Gal is een zuur spijsverteringssap dat het lichaam helpt bij het afbreken van vetten. Meestal neemt het lichaam de gal weer op en recyclet het. Als dat niet het geval is, veroorzaakt het een aandoening die galzuurmalabsorptie wordt genoemd, met diarree als het primaire symptoom.
De ziekte van Crohn, galstenen, coeliakie en andere ziekten van het spijsverteringsstelsel kunnen malabsorptie van galzuur veroorzaken. Het kan ook het delicate evenwicht van het darmmicrobioom in de dikke darm verstoren. Ontdek in dit artikel de symptomen van galzuurmalabsorptie, hoe het wordt gediagnosticeerd en hoe het wordt behandeld.
☝️DISCLAIMER ☝Dit artikel is alleen voor informatieve doeleinden. Het is niet bedoeld als of vervanging voor professioneel medisch advies, diagnose of behandeling.
Gal is essentieel voor de vertering van vetten. Het wordt gemaakt door de lever en opgeslagen in de galblaas, waar het tijdens de spijsvertering in de dunne darm wordt afgegeven.
Galzuren worden gemaakt van cholesterol en zijn van vitaal belang voor de opname en het transport van vetten, voedingsstoffen en vitamines. Primaire galzuren, zoals cholzuur en chenodeoxycholzuur, nemen deel aan een aantal kritische processen:
Galzuren zijn wasmiddelmoleculen die twee functies vervullen. Het ene uiteinde van het molecuul houdt van water, terwijl het andere van vet, vet of vuil houdt, waardoor ze perfect zijn voor het emulgeren van voedingsvetten. Geëmulgeerde vetten hebben een groter oppervlak, waardoor spijsverteringsenzymen gemakkelijker kunnen worden afgebroken.
Ongeveer 95% van de galzuren wordt opnieuw geabsorbeerd in het ileum, het laatste deel van de dunne darm, en wordt terug in de lever hersteld.
Deze cyclus staat bekend als enterohepatische circulatie . Wanneer deze cyclus wordt verstoord, veroorzaakt dit malabsorptie van galzuur. Deze aandoening staat ook bekend als galzuurdiarree (BAD) en malabsorptie van galzouten.
Bij galzuurmalabsorptie komt er te veel galzuur in de dikke darm, waardoor de dikke darm meer water afgeeft. De toename van vocht resulteert in een snellere transittijd van afvalstoffen door de darm en chronische waterige diarree.
Er zijn drie soorten galzuurmalabsorptie en veel mogelijke oorzaken, waarvan de meeste verband houden met spijsverteringsziekten en aandoeningen.
Type 1Problemen met betrekking tot het ileum (dunne darm) waar galzuur wordt geresorbeerd, zoals chirurgische verwijdering van het ileum, de ziekte van Crohn of kankerbehandeling.Type 2Idiopathisch – geen bekende oorzaak.Type 3Veroorzaakt door andere ziekten of aandoeningen van de maag of darmen.

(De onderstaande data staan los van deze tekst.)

PR #297, opened 2020-10-14
lock ansible-lint version at 4.3.5; suppress role name lint warning

richm:
lock the ansible-lint version to use the latest version 4.3.5 which
is compatible with the latest ansible 2.10
This means we need to suppress the error about the role name


.ansible-lint
```diff
@@ -1,3 +1,4 @@
 ---
 skip_list:
 - '602'
+- '106'
```
ffmancera, line 4: I assume it is not possible to fix the error about the role name, right?

richm: right

ffmancera (approved):
LGTM, thanks!

PR #298, opened 2020-10-24
nm provider: Refactor the down action of network connection

cathay4t:
When deactivating a profile in libNM, we should:

 * Check `NM.ActionConnection` existence
 * Check `NM.ActionConnection.props.state` not DEACTIVATED
 * Use signal `state-changed` of `NM.ActionConnection`.
 * Only invoke `NM.Client.deactivate_connection_async()` if not
   in DEACTIVATING state.
 * Ignore `NM.ManagerError.CONNECTIONNOTACTIVE` error.

This patch also introduced a new class `NetworkManagerProvider`
in `module_utils/network_nm_lsr`:

 * Independent from Ansible but need to use absolute import due to limitation of ansible 2.8.
 * Provide sync function wrapping async calls of libNM.
 * Use stable logging method of python.
 * Only load this module when provider is nm.

This patch also changed how logging is handling in
`Cmd_nm.run_action_down()` as initial step on isolate ansible log
mechanism from provider module.

By moving provider codes to `module_utils` folder, we can eventually
simplify the bloated `library/network_connections.py`.

### DIFF
--- a/library/network_connections.py
+++ b/library/network_connections.py
@@ -11,6 +11,7 @@ import socket
 import subprocess
 import time
 import traceback
+import logging
 
 # pylint: disable=import-error, no-name-in-module
 from ansible.module_utils.basic import AnsibleModule
@@ -65,6 +66,17 @@ class LogLevel:
     WARN = "warn"
     INFO = "info"
     DEBUG = "debug"
+
+    _LOGGING_LEVEL_MAP = {
+        logging.DEBUG: DEBUG,
+        logging.INFO: INFO,
+        logging.WARN: WARN,
+        logging.ERROR: ERROR,
+    }
+
+    @staticmethod
+    def from_logging_level(logging_level):
+        return LogLevel._LOGGING_LEVEL_MAP.get(logging_level, LogLevel.ERROR)
 
     @staticmethod
     def fmt(level):
@@ -1387,61 +1399,6 @@ class NMUtil:
         if failure_reason:
             raise MyError("connection not activated: %s" % (failure_reason))
 
-    def active_connection_deactivate(self, ac, timeout=10, wait_time=None):
-        def deactivate_cb(client, result, cb_args):
-            success = False
-            try:
-                success = client.deactivate_connection_finish(result)
-            except Exception as e:
-                if Util.error_is_cancelled(e):
-                    return
-                cb_args["error"] = str(e)
-            cb_args["success"] = success
-            Util.GMainLoop().quit()
-
-        cancellable = Util.create_cancellable()
-        cb_args = {}
-        self.nmclient.deactivate_connection_async(
-            ac, cancellable, deactivate_cb, cb_args
-        )
-        if not Util.GMainLoop_run(timeout):
-            cancellable.cancel()
-            raise MyError("failure to deactivate connection: %s" % (timeout))
-        if not cb_args.get("success", False):
-            raise MyError(
-                "failure to deactivate connection: %s"
-                % (cb_args.get("error", "unknown error"))
-            )
-
-        self.active_connection_deactivate_wait(ac, wait_time)
-        return True
-
-    def active_connection_deactivate_wait(self, ac, wait_time):
-
-        if not wait_time:
-            return
-
-        NM = Util.NM()
-
-        def check_deactivated(ac):
-            return ac.get_state() >= NM.ActiveConnectionState.DEACTIVATED
-
-        if not check_deactivated(ac):
-
-            def check_deactivated_cb():
-                if check_deactivated(ac):
-                    Util.GMainLoop().quit()
-
-            ac_id = ac.connect(
-                "notify::state", lambda source, pspec: check_deactivated_cb()
-            )
-
-            try:
-                if not Util.GMainLoop_run(wait_time):
-                    raise MyError("connection not fully deactivated after timeout")
-            finally:
-                ac.handler_disconnect(ac_id)
-
     def reapply(self, device, connection=None):
         version_id = 0
         flags = 0
@@ -1627,6 +1584,21 @@ class RunEnvironmentAnsible(RunEnvironment):
 
 
 ###############################################################################
+
+
+class NmLogHandler(logging.Handler):
+    def __init__(self, log_func, idx):
+        self._log = log_func
+        self._idx = idx
+        super(NmLogHandler, self).__init__()
+
+    def filter(self, record):
+        return True
+
+    def emit(self, record):
+        self._log(
+            self._idx, LogLevel.from_logging_level(record.levelno), record.getMessage()
+        )
 
 
 class Cmd(object):
@@ -1954,6 +1926,14 @@ class Cmd_nm(Cmd):
         self._nmutil = None
         self.validate_one_type = ArgValidator_ListConnections.VALIDATE_ONE_MODE_NM
         self._checkpoint = None
+        # pylint: disable=import-error, no-name-in-module
+        from ansible.module_utils.network_lsr.nm import (  # noqa: E501
+            NetworkManagerProvider,
+        )
+
+        # pylint: enable=import-error, no-name-in-module
+
+        self._nm_provider = NetworkManagerProvider()
 
     @property
     def nmutil(self):
@@ -2265,51 +2245,17 @@ class Cmd_nm(Cmd):
 
     def run_action_down(self, idx):
         connection = self.connections[idx]
-
-        cons = self.nmutil.connection_list(name=connection["name"])
-        changed = False
-        if cons:
-            seen = set()
-            while True:
-                ac = Util.first(
-                    self.nmutil.active_connection_list(
-                        connections=cons, black_list=seen
-                    )
-                )
-                if ac is None:
-                    break
-                seen.add(ac)
-                self.log_info(
-                    idx, "down connection %s: %s" % (connection["name"], ac.get_path())
-                )
-                changed = True
-                self.connections_data_set_changed(idx)
-                if self.check_mode == CheckMode.REAL_RUN:
-                    try:
-                        self.nmutil.active_connection_deactivate(ac)
-                    except MyError as e:
-                        self.log_error(idx, "down connection failed: %s" % (e))
-
-                    wait_time = connection["wait"]
-                    if wait_time is None:
-                        wait_time = 10
-
-                    try:
-                        self.nmutil.active_connection_deactivate_wait(ac, wait_time)
-                    except MyError as e:
-                        self.log_error(
-                            idx, "down connection failed while waiting: %s" % (e)
-                        )
-
-                cons = self.nmutil.connection_list(name=connection["name"])
-        if not changed:
-            message = "down connection %s failed: connection not found" % (
-                connection["name"]
-            )
-            if connection[PERSISTENT_STATE] == ABSENT_STATE:
-                self.log_info(idx, message)
-            else:
-                self.log_error(idx, message)
+        logger = logging.getLogger()
+        log_handler = NmLogHandler(self.log, idx)
+        logger.addHandler(log_handler)
+        timeout = connection["wait"]
+        if self._nm_provider.deactivate_connection(
+            connection["name"],
+            10 if timeout is None else timeout,
+            self.check_mode != CheckMode.REAL_RUN,
+        ):
+            self.connections_data_set_changed(idx)
+        logger.removeHandler(log_handler)
 
 
 ###############################################################################
--- a/module_utils/network_lsr/nm/active_connection.py
+++ b/module_utils/network_lsr/nm/active_connection.py
@@ -1,0 +1,125 @@
+# SPDX-License-Identifier: BSD-3-Clause
+
+# Handle NM.ActiveConnection
+
+import logging
+
+# Relative import is not support by ansible 2.8 yet
+# pylint: disable=import-error, no-name-in-module
+from ansible.module_utils.network_lsr.nm.client import GLib  # noqa:E501
+from ansible.module_utils.network_lsr.nm.client import NM  # noqa:E501
+from ansible.module_utils.network_lsr.nm.client import get_mainloop  # noqa:E501
+from ansible.module_utils.network_lsr.nm.client import get_client  # noqa:E501
+from ansible.module_utils.network_lsr.nm.error import LsrNetworkNmError  # noqa:E501
+
+# pylint: enable=import-error, no-name-in-module
+
+
+NM_AC_STATE_CHANGED_SIGNAL = "state-changed"
+
+
+def deactivate_active_connection(nm_ac, timeout, check_mode):
+    if not nm_ac or nm_ac.props.state == NM.ActiveConnectionState.DEACTIVATED:
+        logging.info("Connection is not active, no need to deactivate")
+        return False
+    if not check_mode:
+        main_loop = get_mainloop(timeout)
+        logging.debug(
+            "Deactivating {id} with timeout {timeout}".format(
+                id=nm_ac.get_id(), timeout=timeout
+            )
+        )
+        user_data = main_loop
+        handler_id = nm_ac.connect(
+            NM_AC_STATE_CHANGED_SIGNAL, _nm_ac_state_change_callback, user_data
+        )
+        logging.debug(
+            "Registered {signal} on NM.ActiveConnection {id}".format(
+                signal=NM_AC_STATE_CHANGED_SIGNAL, id=nm_ac.get_id()
+            )
+        )
+        if nm_ac.props.state != NM.ActiveConnectionState.DEACTIVATING:
+            nm_client = get_client()
+            user_data = (main_loop, nm_ac, nm_ac.get_id(), handler_id)
+            nm_client.deactivate_connection_async(
+                nm_ac,
+                main_loop.cancellable,
+                _nm_ac_deactivate_call_back,
+                user_data,
+            )
+            logging.debug("Deactivating NM.ActiveConnection {0}".format(nm_ac.get_id()))
+        main_loop.run()
+    return True
+
+
+def _nm_ac_state_change_callback(nm_ac, state, reason, user_data):
+    main_loop = user_data
+    if main_loop.is_cancelled:
+        return
+    logging.debug(
+        "Got NM.ActiveConnection state change: {id}: {state} {reason}".format(
+            id=nm_ac.get_id(), state=state, reason=reason
+        )
+    )
+    if nm_ac.props.state == NM.ActiveConnectionState.DEACTIVATED:
+        logging.debug("NM.ActiveConnection {0} is deactivated".format(nm_ac.get_id()))
+        main_loop.quit()
+
+
+def _nm_ac_deactivate_call_back(nm_client, result, user_data):
+    main_loop, nm_ac, nm_ac_id, handler_id = user_data
+    logging.debug("NM.ActiveConnection deactivating callback")
+    if main_loop.is_cancelled:
+        if nm_ac:
+            nm_ac.handler_disconnect(handler_id)
+        return
+
+    try:
+        success = nm_client.deactivate_connection_finish(result)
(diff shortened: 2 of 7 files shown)


cathay4t:
The CI failures are caused by:

 * Fedora 32 on ansible 2.8: ansible/ansible#71528
 * Fedora 32 cannot start wpa_supplicant service: ansible/ansible#69302
 * RHEL cannot remove a connection: https://github.com/linux-system-roles/network/pull/302

contributing.md
```diff
@@ -31,6 +31,9 @@ The repository is structured as follows:
 
 - `./module_utils/network_lsr/` - Contains other files that are useful for the network
   role (e.g. the YAML argument validator)
+ 
+- `./module_utils/network_nm_lsr/` - Contains other files that are useful for the network
```
tyll, line 35: It seems to me to be a lot less complex to use `./module_utils/network_lsr/nm_provider/` or some other subdirectory of `network_lsr`. Then you don't need to duplicate the extra work to get the path added to multiple places. What do you think?

library/network_connections.py
```diff
@@ -1629,6 +1586,21 @@ def fail_json(
 ###############################################################################
 
 
+class NmLsrLogHanlder(logging.Handler):
```
tyll, line 1589: There is a typo. Also, why `Lsr` here? This is all about the linux system roles, so "Lsr" is implied by the context.

module_utils/network_nm_lsr/client.py
```diff
@@ -0,0 +1,84 @@
...
+# Relative import is not support by ansible 2.8 yet
+# pylint: disable=import-error, no-name-in-module
+from ansible.module_utils.network_nm_lsr.error import LsrNetworkNmError  # noqa:E501
+
+import gi
+
+gi.require_version("NM", "1.0")
+
+# It is required to state the NM version before importing it
+# But this break the flak8 rule: https://www.flake8rules.com/rules/E402.html
```
tyll, line 14:
```suggestion
# But this break the flake8 rule: https://www.flake8rules.com/rules/E402.html
```

module_utils/network_nm_lsr/provider.py
```diff
@@ -0,0 +1,29 @@
...
+        Return True if changed.
+        """
+        nm_client = get_client()
+        changed = False
+        for nm_ac in nm_client.get_active_connections():
+            nm_profile = nm_ac.get_connection()
+            if nm_profile and nm_profile.get_id() == connection_name:
+                changed |= deactivate_active_connection(nm_ac, timeout, check_mode)
+        if not changed:
+            logging.info("No acticative connection for {0}".format(connection_name))
```
tyll, line 27: Do you mean active here?

```suggestion
            logging.info("No active connection for {0}".format(connection_name))
```

contributing.md
cathay4t: Ansible 2.8 does not allow folder in `network_lsr`.

thom311:
Hi Gris,

You say,

> When deactivating a profile in libNM, we should:
>
>    * Check NM.ActionConnection existence
>    * Check NM.ActionConnection.props.state not DEACTIVATED
>    * Use signal state-changed of NM.ActionConnection.
>    * Only invoke NM.Client.deactivate_connection_async() if not
>   in DEACTIVATING state.
>    * Ignore NM.ManagerError.CONNECTIONNOTACTIVE error.

and you also said (on IRC) "The bad design is the user of libNM don't know exactly the correct way to deactivate a connection."

Deactivating a connection in NetworkManager D-Bus API (or libnm) doesn't strike me as that bad designed. An "activation" is represented by a D-Bus object like `/org/freedesktop/NetworkManager/ActiveConnection/1` (in libnm there is a corresponding `NMActiveConnection` instance in the cache). This object has a state, and the state progression is simple and one-way: from NEW -> ACTIVATING -> ACTIVATED -> DEACTIVATING -> DEACTIVATED. The active connection instance doesn't go back, the state only goes forward, that makes it in my opinion simple to use.

the points you make about what should be done are probably right, but they are direct conclusions from an API that I would expect to behave this way. The previous code didn't do it much different, with some minor variations (where it's hard to argue which one is more correct).

Also, apparently this merge requests fixes https://bugzilla.redhat.com/show_bug.cgi?id=1817242. And in https://bugzilla.redhat.com/show_bug.cgi?id=1817242#c9 you identified some points what the current code does wrong. But does it?  Indeed, `active_connection_deactivate()` should probably ignore certain errors. Fixing that is simple. The other two points seem questionable to me.


For example, about checking the cancellable: All async operations in glib (and libnm) that accept a `GCancellable` will fail with `Util.error_is_cancelled(e)` if (and only if) the associated cancellable got cancelled. Tracking the cancellable separately and checking it explicitly seems unnecessary:

```
+    if main_loop.is_cancelled:
+        if nm_ac:
+            nm_ac.handler_disconnect(handler_id)
+        return
+
+    try:
+        success = nm_client.deactivate_connection_finish(result)
+    except GLib.Error as e:
```
This seems to complicate things, and would also be racy if the cancellable could be cancelled from another thread (which isn't the case here).


It's not clear how "state-change" and "notify:state" differ. I don't think they do. If there is a difference, we should fix that, it would be a bug. In any case, the fix for that would be to subscribe to the other signal (or as workaround for a bug both).




> By moving provider codes to module_utils folder, we can eventually
> simplify the bloated library/network_connections.py.

Bloated is a rather heated word. Often that means that the code does something that should not be it's responsibility. Better not having a feature than to make code larger and more complicated. This refactoring hardly changes the steps that the role does here (it doesn't do "less", nor is it clear what the bloat was to begin with). If you mean by "bloated" that the file is too large, ok, that is an opinion. Now you split the code into multiple files and introduce new layers that were not there (nor needed) before. Also, the code to deactivate a connection was before 99 LOC, and, it was all at one place. I guess, you are of the opinion that the code got simpler with this patch (less bloated?). I don't see that. It is harder to follow with the new layers.

For example, does the use of the "logger" module really simplify things? Well, I guess you need that now, because the new layers also need to the logging. But how does it "unbloat" the library or simplify it?

Also, the code seems to go out its way to abstract glib (with new layers like `NmMainLoop`), at places where it doesn't seem good.

I am not particularly against this change, but let's keep the arguments accurate. Your stated [goal](https://bugzilla.redhat.com/show_bug.cgi?id=1817242#c9) is to "copy/import mature code from nmstate to network-role". This is backed by arguments (the three points) that are in my opinion not accurate and/or easily fixable.

Using words like "mature code" (contrary to what was before, I guess), is a questionable claim that is not backed by facts.


---

Fox example, 
```
+        for nm_ac in nm_client.get_active_connections():
+            nm_profile = nm_ac.get_connection()
+            if nm_profile and nm_profile.get_id() == connection_name:
+                changed |= deactivate_active_connection(nm_ac, timeout, check_mode)
```
This changes the logic from before. Before, the code in `run_action_down()` keep iterating over active connections (that were for the connection in question), and tried to bring all the active connections down. Now, the code iterates over all active connections (once), and when it finds one that matches by name, it calls deactivate.  Previously, the loop would keep deactivating suitable active-connections until no more candidates where active. Granted, that's in most cases not necessary (it does so with the goal of being robust against unexpected things). But it's not clear why the new approach is better or preferable. The previous code approach was chosen deliberately. The reasons for doing it that way were not very strong and it can be changed. But then there should be a justification why the algorithm changes, beyond claims of mature code.


It is one thing to add a new "provider=nmstate". But why does the existing "nm" provider need to be refactored and these new layers introduced? I guess, the reason is that you want the code to be similar to nmstate. Then the commit message should state that as the main purpose of this patch.

contributing.md
richm: > Ansible 2.8 does not allow folder in `network_lsr`.

How so?  I'll note that when I install ansible 2.8 with pip, the module_utils directories have sub-directories e.g. `module_utils/storage/emc/` - I don't know if this is "allowed" or if you can do `import ansible.module_utils.storage.emc.emc_vnx` and it "works", but it is there in the ansible 2.8 package.

cathay4t:
The nmstate provider will not support RHEL 7 and RHEL 8.0/8.1, so we still need this nm provider for years.

The good design is user don't need to know libnm is based on DBUS and all other complex internal stuff.
But I will save my strength on debating this. I have accepted the truth that NM will keep doing whatever they did.

The `mature code` I mean here is the code/workflow well tested in nmstate.

The reason for this PR:
 * Clean up the mess on 2700+ lines of `library/network_connections.py`.
 * Mimic the workflow used by nmstate.
 * Fix the CI failure https://bugzilla.redhat.com/show_bug.cgi?id=1817242

contributing.md
cathay4t: I tried on RHEL 8 using ansible 2.8. The `explode` command shows the sub-folder is not send to remote host.

cathay4t: Yeah. with `ansible.module_utils.storage.emc.emc_vnx`, the sub-folder works. Let me ammend this PR.

cathay4t:
New patch uploaded.

Changes:
 * Fixed the typos.
 * Moved the code back to folder `module_utils/network_lsr/nm`.

contributing.md
cathay4t: Thanks for the hint. New patch uploaded.

library/network_connections.py
```diff
@@ -2265,51 +2245,17 @@ def _try_reapply(self, idx, con):
...
-            message = "down connection %s failed: connection not found" % (
-                connection["name"]
-            )
-            if connection[PERSISTENT_STATE] == ABSENT_STATE:
-                self.log_info(idx, message)
-            else:
-                self.log_error(idx, message)
+        logger = logging.getLogger()
+        log_handler = NmLogHandler(self.log, idx)
+        logger.addHandler(log_handler)
```
thom311, line 2250: maybe there should be a `with self.logger(idx)` which returns a context manager for the logger.

module_utils/network_lsr/nm/active_connection.py
```diff
@@ -0,0 +1,127 @@
...
+        main_loop.quit()
+
+
+def _nm_ac_deactivate_call_back(nm_client, result, user_data):
+    main_loop, nm_ac, handler_id = user_data
+    logging.debug("NM.ActiveConnection deactivating callback")
+    if main_loop.is_cancelled:
+        if nm_ac:
+            nm_ac.handler_disconnect(handler_id)
+        return
```
thom311, line 74: it seems unnecessary to check whether the `main_loop` is cancelled. All glib functions will return a specific error if (and only if) the caller cancelled the provided cancellable.

module_utils/network_lsr/nm/active_connection.py
```diff
@@ -0,0 +1,127 @@
...
+            logging.info(
+                "Connection is not active on {0}, no need to deactivate".format(
+                    nm_ac.get_id()
+                )
+            )
+            if nm_ac:
+                nm_ac.handler_disconnect(handler_id)
+            main_loop.quit()
+        else:
+            _deactivate_fail(
```
thom311, line 90: there is a race here. The client calls `deactivate_connection_async()` (after checking that the active connection is still <= ACTIVATED), but still, at that very moment (on the server side) the ActiveConnection could go down and disappear entirely. Then it wouldn't merely fail with `NM.ManagerError.CONNECTIONNOTACTIVE`, but with some entirely different message like that the D-Bus path does not refer to an existing object.

(of course, it's a race and maybe hard to reproduce)

module_utils/network_lsr/nm/active_connection.py
```diff
@@ -0,0 +1,127 @@
...
+            main_loop,
+            handler_id,
+            nm_ac,
+            "Failed to deactivate connection {id}, error={error}".format(
+                id=nm_ac.get_id(), error=e
+            ),
+        )
+
+    if success:
+        logging.debug("NM.ActiveConnection {0} deactivated".format(nm_ac.get_id()))
```
thom311, line 109: when the callback returns, in fact NetworkManager makes an effort to ensure that the active connection already changed state to DEACTIVATING state (or later). But it seems unnecessary to rely on that, and the previous code didn't do that. Previously, the `deactivate_connection_async()` only initiated the deactivation, and then the code would check whether the DEACTIVATED state was reached (with a timeout). Maybe it would be more robust, if a success from `deactivate_connection_finish()` does not yet automatically assume that the DEACTIVATED state was reached.

module_utils/network_lsr/nm/client.py
```diff
@@ -0,0 +1,84 @@
...
+        self._mainloop = None
+
+    def quit(self):
+        logging.debug("NM mainloop quiting")
+        self._mainloop.quit()
+        self._clean_up()
+
+    def fail(self, exception):
+        self.quit()
+        raise exception
```
thom311, line 80: I am surprised this works. `fail` is commonly called while running the mainloop, so how does the python exception get propagated through the C code (in glib, which runs the mainloop)? According to https://stackoverflow.com/questions/54666827/pygobject-glib-mainloop-and-exceptions, it would seem that this does not work. But obviously, it does somehow.

module_utils/network_lsr/nm/active_connection.py
```diff
@@ -0,0 +1,127 @@
...
+        )
+    )
+    if nm_ac.props.state == NM.ActiveConnectionState.DEACTIVATED:
+        logging.debug("NM.ActiveConnection {0} is deactivated".format(nm_ac.get_id()))
+        main_loop.quit()
+
+
+def _nm_ac_deactivate_call_back(nm_client, result, user_data):
+    main_loop, nm_ac, handler_id = user_data
+    logging.debug("NM.ActiveConnection deactivating callback")
```
thom311, line 70: since you call `main_loop.quit()` from `_nm_ac_state_change_callback()`, it might be possible that this callback was invoked only the next time when the mainloop gets iterated.

Also, next you call `main_loop.is_canclled`, which will raise an exception if the mainloop was already `_clean_up()`.

All this is because async calls in glib (and libnm) will *always* invoke their result callback on the associated `GMainContext`. Of course, if they are cancelled, they will indicate that with an error `Util.error_is_cancelled(e)`, but it will be invoked. So, the solution is to not touch anything else before checking whether the callback was cancelled (unless you are sure, that there are no pending callback to be queued on the associated GMainContext (the mainloop) -- but that is often not that easy to ensure, and the current code does not ensure that).

It seems as a general pattern with glib's async request to always invoke `nm_client.deactivate_connection_finish(result)` as very first thing in a callback, and check whether the resulting error indicates cancellation (in which case not to do anything).

library/network_connections.py
```diff
@@ -1954,6 +1926,14 @@ def __init__(self, **kwargs):
         self._nmutil = None
         self.validate_one_type = ArgValidator_ListConnections.VALIDATE_ONE_MODE_NM
         self._checkpoint = None
+        # pylint: disable=import-error, no-name-in-module
+        from ansible.module_utils.network_lsr.nm import (  # noqa: E501
```
richm, line 1930: @nhosoi does the role2collection script handle this case?

module_utils/network_lsr/nm/active_connection.py
```diff
@@ -0,0 +1,127 @@
...
+
+
+def deactivate_active_connection(nm_ac, timeout, check_mode):
+    if not nm_ac or nm_ac.props.state == NM.ActiveConnectionState.DEACTIVATED:
+        logging.info("Connection is not active, no need to deactivate")
+        return False
+    if not check_mode:
+        main_loop = get_mainloop(timeout)
+        logging.debug(
+            "Deactiving {id} with timeout {timeout}".format(
```
richm, line 28: Deactivating

library/network_connections.py
nhosoi: Once this [PR](https://github.com/linux-system-roles/auto-maintenance/pull/26) is merged, yes.

module_utils/network_lsr/nm/active_connection.py
cathay4t: An error is not accepted just because the action is canceled.

module_utils/network_lsr/nm/active_connection.py
cathay4t: If you are referring the race of `nm_ac.get_id()`, I have fixed it by saving the id in the user data.

For other race issue on this `some entirely different message`, never seen in nmstate 1000+ test runs. I don't know the detail and why it could failed, so I will live with it.

module_utils/network_lsr/nm/active_connection.py
cathay4t: Yes. That's correct. I have removed the `main_loop.quit()` when `success` returned by `deactivate_connection_finish()` and wait state change signal callback.

module_utils/network_lsr/nm/client.py
cathay4t: The `raise` is ran after mainloop quit. So the exception is not handlled in side mainloop.

module_utils/network_lsr/nm/active_connection.py
cathay4t: Changed to:

```python
    @property
    def is_cancelled(self):
        if self._cancellable:
            return self._cancellable.is_cancelled()
        return True
```

module_utils/network_lsr/nm/client.py
thom311: that's not what `g_main_loop_quit()` does. `GMainLoop` is basically a boolean flag (`g_main_loop_is_running()`) and two functions:

  - `g_main_loop_run()` sets is-running flag to true, and does `while (is_running) iterate-main-context` ([[1]](https://gitlab.gnome.org/GNOME/glib/-/blob/b8927cc6ad866570b100aa71e5aeabd349f439f3/glib/gmain.c#L4316)).
  - `g_main_loop_quit()` sets the is-flag to false. Nothing else ([[2]](https://gitlab.gnome.org/GNOME/glib/-/blob/b8927cc6ad866570b100aa71e5aeabd349f439f3/glib/gmain.c#L4343)).

`g_main_loop_quit()`  cannot jump to the call-stack of where `g_main_loop_run()` is invoked. It clears the `is_running` flag. Consequently, the calls after `g_main_loop_quit()` call still are invoked in the same frame of the call stack.

thom311: > So the exception is not handlled in side mainloop.

Hm, guess it depends on what you mean with "in side mainloop". I would say that code executes "inside the mainloop" if the current call-stack has `g_main_context_iterate()` in the parent frames. That means, the current code is invoked as part of a callback function to a `GSource` which the `GMainContext` is currently dispatching. With that definition, the `raise` certainly happens inside the mainloop.

there is also a warning in the docs for `g_main_loop_quit()`:
```
 * Note that sources that have already been dispatched when 
 * g_main_loop_quit() is called will still be executed.
```

that means, after a call to quit(), not only does the current call-stack come to it's normal end (there is no jump/exception), even more sources might be dispatched (if they were already ready) before `g_main_loop_run()` returns.

cathay4t:
New patch uploaded.

Changes:
 * The success of `deactivate_connection_finish` will not quit the mainloop, we will continue the wait of `NM.ActiveConnection` state change.
 * Fix the race problem of accessing `nm_ac.get_id()` when nm_ac might be None.

cathay4t:
@thom311 Could you take a review again on new patch? Thank you!

module_utils/network_lsr/nm/active_connection.py
cathay4t: Fixed. Thanks.

module_utils/network_lsr/nm/client.py
cathay4t: If you have suggestions on how to raise exception found in mainllop, please state a demo code.
If you have questions regarding why this code works, I would suggest reach out experts(not me) somewhere else.

For me, the code works as expected. And I cannot switch to `NM.Client.get_main_context()` as RHEL 7 still hold very old NetworkManager.

thom311:
lgtm

ffmancera (approved):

Voorbeelden zijn verwijdering van de galblaas, chronische pancreatitis, coeliakie of bacteriële overgroei in de dunne darm (SIBO).
Galzuren worden geproduceerd door de lever en opgeslagen in de galblaas. Uit een onderzoek uit 2017 waarin de dossiers van 578 patiënten werden bestudeerd, bleek dat galzuurdiarree geassocieerd was met galstenen en leververvetting.
Onderzoek toont aan dat de idiopathische vorm (type 2) van galzuurdiarree kan worden veroorzaakt door een lage serumfibroblastgroeifactor 19 (FGF19), die de normale galzuurcyclus schaadt. Er zijn ook aanwijzingen dat een verhoogd gewicht wordt geassocieerd met malabsorptie van galzuur en lage FGF19-spiegels.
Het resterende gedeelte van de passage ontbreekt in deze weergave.